Death rates, in particular, seem to be hitting Millennials the hardest, particularly as opioid addicts switch from other people's prescriptions to street opioids like heroin. The American Council on Science and Health recently reported that Millennials between the ages of 25 and 34 were the likeliest to die of a heroin overdose — and that one out of every 12 deaths amongst people in that age group could be attributed to heroin.

The first great drug epidemic of the Millennial era."

Limits on prescription availability and investigations into pharmaceutical companies may be positive steps towards ending the opioid crisis, but it's still clear that this fight is far from over. Proposed healthcare overhauls like the American Health Care Act aimed to remove requirements that insurance providers cover drug addiction treatment. While the first attempt at passing the AHCA failed, it's not inconceivable that new healthcare plans also wouldn't include treatment. And that's assuming that addiction sufferers even have access to insurance — many Millennials still report that they cannot afford insurance, according to CNBC.

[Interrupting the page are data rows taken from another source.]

PR #202, opened 2012-05-29
Issue 175 rev2 (team 4)

agiz:
- NOT Final
- Updates to issue #171 (mongoengine support for nodes)
- Tasks for fetching nodes and venues from odpiralncasi.com


agiz:
I do not know how to pass venue data to end user and I am afraid to do it wrong. Please suggest. If you want me to do it via API you must know that you must either introduce sessions to API which is a no no in my opinion or pass user node with API call. Also please help me fix tests and other files to completely move nodes to mongoengine. Thank you.

piplmesh/nodes/models.py
```diff
@@ -1,16 +1,39 @@
...
+    
+class NodeModel(object):
     def __init__(self, id, name, location, latitude, longitude, url):
         self.id = id
         self.name = name
-        self.location = location
-        self.latitude = latitude
-        self.longitude = longitude
+        self.address = location
+        self.location = [latitude, longitude]
```
mitar, line 30: Tuples.

PR #203, opened 2012-05-29
Issue 174 rev2 (team 4)

agiz:
- NOT Final
- Updates to issue #171 (mongoengine support for nodes)
- Tasks for fetching nodes and venues from odpiralncasi.com


agiz:
I do not know how to pass venue data to end user and I am afraid to do it wrong. Please suggest. If you want me to do it via API you must know that you must either introduce sessions to API which is a no no in my opinion or pass user node with API call. Also please help me fix tests and other files to completely move nodes to mongoengine. Thank you.

mitar:

mitar:
No, we really do not need to have nodes stored in the database. Assume node ids are unique strings. In reality, for nodewatcher data, they will be UUIDs, each node has its own UUID. So you can safely store this into the database as a key and use `piplmesh.nodes.get_node` to get node object when needed.

mitar:
OK, for example, for odpiralni casi is maybe a good idea to simply do not do any prefetching. No? Because results really depend on the time of the request.

agiz:
Closing in favor of https://github.com/wlanslovenija/PiplMesh/pull/225.

PR #221, opened 2012-06-06
fixed button cursor and translated

boco:
fixed login button and translated Foursquare and Google login


mitar:
Comment message is wrong. Please do new new pull request with new commit, same content, but correct commit message.

Otherwise content is OK.

boco:
OK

There are some glimmers of hope. Two recent long-term studies found that opioid use among American youth was declining, according to NPR.

"I would actually say that the epidemic is slowing down a bit in youth. We have seen changing prescribing patterns which I believe are starting to make a difference," Levy tells Bustle.

However, neither millennials or the country at large is out of the woods with this epidemic just yet, Levy adds. "Unfortunately, death rates in the population are still rising so there is much more work to do."